Collected data:
+-------+
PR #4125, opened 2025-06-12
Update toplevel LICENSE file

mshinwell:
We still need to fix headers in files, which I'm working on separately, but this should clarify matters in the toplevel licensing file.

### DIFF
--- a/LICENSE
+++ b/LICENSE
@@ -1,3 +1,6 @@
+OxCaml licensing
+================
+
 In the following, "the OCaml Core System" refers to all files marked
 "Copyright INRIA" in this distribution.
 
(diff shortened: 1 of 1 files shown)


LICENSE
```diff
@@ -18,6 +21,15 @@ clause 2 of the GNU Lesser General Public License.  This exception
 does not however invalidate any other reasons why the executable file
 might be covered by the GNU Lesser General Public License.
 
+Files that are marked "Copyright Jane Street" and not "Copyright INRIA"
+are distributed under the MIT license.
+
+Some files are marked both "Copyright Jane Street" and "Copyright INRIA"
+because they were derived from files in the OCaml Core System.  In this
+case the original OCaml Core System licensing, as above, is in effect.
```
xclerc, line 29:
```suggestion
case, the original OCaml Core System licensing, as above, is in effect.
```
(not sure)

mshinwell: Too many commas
+-------+
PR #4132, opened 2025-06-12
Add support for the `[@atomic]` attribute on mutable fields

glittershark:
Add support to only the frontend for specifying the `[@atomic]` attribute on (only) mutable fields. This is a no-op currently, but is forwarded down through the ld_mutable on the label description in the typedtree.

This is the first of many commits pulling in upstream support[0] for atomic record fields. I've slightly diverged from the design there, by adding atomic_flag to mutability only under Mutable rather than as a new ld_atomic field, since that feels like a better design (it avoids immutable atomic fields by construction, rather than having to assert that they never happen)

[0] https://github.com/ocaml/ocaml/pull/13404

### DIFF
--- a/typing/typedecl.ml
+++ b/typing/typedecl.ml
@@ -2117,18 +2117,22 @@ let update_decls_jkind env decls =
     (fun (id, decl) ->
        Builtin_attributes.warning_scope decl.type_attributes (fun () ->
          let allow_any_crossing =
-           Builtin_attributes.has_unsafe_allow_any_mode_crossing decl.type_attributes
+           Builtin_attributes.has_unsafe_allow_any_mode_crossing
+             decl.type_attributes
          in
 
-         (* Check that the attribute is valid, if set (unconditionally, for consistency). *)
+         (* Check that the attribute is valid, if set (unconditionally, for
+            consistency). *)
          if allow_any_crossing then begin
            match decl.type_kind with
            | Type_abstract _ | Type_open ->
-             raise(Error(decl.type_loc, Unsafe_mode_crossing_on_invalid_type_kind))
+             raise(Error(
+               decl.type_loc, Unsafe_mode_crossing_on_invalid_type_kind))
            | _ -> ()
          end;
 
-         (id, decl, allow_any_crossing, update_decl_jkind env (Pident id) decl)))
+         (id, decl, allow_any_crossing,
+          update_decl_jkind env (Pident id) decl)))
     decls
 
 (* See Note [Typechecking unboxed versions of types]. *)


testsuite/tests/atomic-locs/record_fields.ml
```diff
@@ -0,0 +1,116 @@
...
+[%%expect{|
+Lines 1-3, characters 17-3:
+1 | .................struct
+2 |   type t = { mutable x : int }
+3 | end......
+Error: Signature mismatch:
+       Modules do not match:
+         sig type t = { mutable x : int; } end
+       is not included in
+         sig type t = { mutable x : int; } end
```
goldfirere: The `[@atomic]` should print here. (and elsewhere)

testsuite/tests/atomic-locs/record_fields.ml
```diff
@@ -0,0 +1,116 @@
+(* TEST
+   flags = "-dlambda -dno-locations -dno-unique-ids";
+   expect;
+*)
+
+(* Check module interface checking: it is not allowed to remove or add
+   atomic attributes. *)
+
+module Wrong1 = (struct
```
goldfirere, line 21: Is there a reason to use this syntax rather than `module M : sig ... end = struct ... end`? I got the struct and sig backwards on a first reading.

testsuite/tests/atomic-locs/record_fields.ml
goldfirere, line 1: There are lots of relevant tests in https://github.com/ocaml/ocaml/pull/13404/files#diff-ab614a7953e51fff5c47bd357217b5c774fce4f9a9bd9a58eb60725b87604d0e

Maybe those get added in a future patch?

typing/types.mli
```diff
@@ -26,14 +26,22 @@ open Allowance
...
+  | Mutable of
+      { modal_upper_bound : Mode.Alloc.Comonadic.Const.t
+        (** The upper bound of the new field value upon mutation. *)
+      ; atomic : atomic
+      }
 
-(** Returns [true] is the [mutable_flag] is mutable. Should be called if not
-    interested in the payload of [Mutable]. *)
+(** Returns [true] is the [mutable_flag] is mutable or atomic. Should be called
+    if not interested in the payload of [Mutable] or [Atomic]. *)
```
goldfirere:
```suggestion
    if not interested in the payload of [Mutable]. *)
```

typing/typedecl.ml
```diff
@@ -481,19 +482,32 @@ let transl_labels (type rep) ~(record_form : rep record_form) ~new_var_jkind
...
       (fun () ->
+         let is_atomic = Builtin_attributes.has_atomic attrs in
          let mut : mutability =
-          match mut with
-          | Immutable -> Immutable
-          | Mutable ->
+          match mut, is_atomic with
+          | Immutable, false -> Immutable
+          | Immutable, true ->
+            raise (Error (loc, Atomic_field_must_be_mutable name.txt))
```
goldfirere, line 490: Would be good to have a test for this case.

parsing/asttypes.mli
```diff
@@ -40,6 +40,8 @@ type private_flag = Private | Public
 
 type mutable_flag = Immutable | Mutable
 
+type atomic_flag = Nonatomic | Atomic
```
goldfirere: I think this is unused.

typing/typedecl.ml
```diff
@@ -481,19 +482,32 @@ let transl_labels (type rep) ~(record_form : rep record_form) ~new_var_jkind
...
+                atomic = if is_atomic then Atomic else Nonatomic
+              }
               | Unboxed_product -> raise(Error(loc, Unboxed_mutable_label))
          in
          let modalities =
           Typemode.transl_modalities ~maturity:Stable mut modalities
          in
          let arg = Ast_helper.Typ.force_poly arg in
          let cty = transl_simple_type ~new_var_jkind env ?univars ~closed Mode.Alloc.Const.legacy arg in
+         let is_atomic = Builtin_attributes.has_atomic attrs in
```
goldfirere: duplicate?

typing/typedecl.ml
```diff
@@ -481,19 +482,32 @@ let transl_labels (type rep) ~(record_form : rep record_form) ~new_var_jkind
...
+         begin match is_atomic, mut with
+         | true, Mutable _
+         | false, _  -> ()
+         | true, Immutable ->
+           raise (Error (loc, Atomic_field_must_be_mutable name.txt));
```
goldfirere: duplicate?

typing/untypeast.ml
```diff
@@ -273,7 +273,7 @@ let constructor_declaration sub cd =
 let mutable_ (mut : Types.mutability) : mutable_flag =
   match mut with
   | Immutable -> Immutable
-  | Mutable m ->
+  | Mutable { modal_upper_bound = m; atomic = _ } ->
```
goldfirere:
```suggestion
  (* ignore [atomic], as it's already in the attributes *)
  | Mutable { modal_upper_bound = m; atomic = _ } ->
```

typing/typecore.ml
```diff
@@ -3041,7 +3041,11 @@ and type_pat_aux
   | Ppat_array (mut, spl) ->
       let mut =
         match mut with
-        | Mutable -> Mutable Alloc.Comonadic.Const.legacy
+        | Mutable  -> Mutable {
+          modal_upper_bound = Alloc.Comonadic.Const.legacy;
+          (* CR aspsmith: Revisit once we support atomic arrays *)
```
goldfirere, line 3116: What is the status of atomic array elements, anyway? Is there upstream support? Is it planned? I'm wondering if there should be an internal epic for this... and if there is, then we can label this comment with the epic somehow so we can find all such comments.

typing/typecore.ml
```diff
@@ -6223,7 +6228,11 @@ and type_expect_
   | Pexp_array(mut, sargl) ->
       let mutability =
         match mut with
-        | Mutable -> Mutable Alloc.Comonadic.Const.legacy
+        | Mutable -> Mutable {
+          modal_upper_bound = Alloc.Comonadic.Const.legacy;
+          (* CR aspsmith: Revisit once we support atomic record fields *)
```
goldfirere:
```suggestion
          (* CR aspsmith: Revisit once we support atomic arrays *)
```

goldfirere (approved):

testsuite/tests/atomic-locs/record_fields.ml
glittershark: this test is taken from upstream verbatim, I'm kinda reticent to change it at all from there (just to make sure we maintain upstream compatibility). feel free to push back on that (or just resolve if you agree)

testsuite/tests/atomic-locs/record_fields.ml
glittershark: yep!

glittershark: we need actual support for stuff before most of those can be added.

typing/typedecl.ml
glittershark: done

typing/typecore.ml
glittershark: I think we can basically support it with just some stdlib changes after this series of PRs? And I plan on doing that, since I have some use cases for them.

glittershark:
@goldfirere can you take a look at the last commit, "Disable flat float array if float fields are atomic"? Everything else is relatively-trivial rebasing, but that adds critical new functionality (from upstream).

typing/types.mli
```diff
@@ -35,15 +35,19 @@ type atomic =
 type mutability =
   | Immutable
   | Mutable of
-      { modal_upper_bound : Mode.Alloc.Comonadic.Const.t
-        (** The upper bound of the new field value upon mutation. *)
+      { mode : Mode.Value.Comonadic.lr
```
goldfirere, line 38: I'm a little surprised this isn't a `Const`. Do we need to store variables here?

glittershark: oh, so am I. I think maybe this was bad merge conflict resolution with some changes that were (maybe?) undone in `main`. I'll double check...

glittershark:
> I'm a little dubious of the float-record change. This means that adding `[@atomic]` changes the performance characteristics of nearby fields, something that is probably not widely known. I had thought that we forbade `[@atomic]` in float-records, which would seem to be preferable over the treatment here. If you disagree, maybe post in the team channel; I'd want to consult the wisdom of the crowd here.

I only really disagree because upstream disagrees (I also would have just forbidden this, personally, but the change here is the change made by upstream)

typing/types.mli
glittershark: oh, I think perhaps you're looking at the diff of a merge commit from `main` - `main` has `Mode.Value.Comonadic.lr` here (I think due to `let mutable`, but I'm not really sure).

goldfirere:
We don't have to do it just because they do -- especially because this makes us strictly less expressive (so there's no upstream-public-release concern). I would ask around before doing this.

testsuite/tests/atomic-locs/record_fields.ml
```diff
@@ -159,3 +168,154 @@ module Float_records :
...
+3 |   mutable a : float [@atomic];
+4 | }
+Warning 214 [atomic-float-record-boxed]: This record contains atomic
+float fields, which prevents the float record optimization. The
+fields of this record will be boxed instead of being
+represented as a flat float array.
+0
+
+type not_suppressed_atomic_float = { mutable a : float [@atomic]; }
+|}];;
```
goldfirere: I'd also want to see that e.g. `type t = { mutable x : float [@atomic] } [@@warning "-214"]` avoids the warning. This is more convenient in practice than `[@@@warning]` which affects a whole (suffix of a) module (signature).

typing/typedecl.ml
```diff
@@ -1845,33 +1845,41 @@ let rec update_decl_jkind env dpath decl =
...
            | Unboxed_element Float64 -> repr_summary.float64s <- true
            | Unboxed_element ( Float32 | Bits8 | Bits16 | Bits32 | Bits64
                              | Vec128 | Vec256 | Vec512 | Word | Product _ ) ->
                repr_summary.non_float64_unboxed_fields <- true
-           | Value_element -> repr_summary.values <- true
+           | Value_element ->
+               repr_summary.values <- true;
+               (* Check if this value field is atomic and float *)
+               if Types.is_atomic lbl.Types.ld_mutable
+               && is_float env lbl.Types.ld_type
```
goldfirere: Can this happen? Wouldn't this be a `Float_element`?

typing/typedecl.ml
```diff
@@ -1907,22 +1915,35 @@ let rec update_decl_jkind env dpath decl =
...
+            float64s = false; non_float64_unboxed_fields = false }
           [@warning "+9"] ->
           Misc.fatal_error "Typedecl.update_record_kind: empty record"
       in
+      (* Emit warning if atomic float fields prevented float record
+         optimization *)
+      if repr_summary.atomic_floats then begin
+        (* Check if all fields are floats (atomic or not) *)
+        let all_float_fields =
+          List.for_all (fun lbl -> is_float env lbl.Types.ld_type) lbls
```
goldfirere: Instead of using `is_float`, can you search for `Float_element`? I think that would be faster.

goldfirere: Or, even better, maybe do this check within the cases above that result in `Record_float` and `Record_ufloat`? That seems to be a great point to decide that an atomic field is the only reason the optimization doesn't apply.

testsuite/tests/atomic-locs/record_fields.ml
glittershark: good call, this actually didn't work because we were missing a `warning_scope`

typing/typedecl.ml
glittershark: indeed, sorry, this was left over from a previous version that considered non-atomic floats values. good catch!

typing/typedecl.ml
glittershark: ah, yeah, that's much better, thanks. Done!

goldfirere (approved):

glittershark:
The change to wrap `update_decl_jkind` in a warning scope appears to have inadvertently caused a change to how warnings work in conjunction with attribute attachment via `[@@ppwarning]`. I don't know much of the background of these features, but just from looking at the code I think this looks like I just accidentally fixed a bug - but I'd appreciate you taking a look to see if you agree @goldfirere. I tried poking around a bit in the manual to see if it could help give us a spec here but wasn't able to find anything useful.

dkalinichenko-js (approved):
+-------+
EXERCISE REQUIREMENTS: With "were" as the word to match, copy each line of the records that has it.

WRITTEN RESPONSE:
+because they were derived from files in the OCaml Core System.  In this
glittershark: oh, so am I. I think maybe this was bad merge conflict resolution with some changes that were (maybe?) undone in `main`. I'll double check...
glittershark: good call, this actually didn't work because we were missing a `warning_scope`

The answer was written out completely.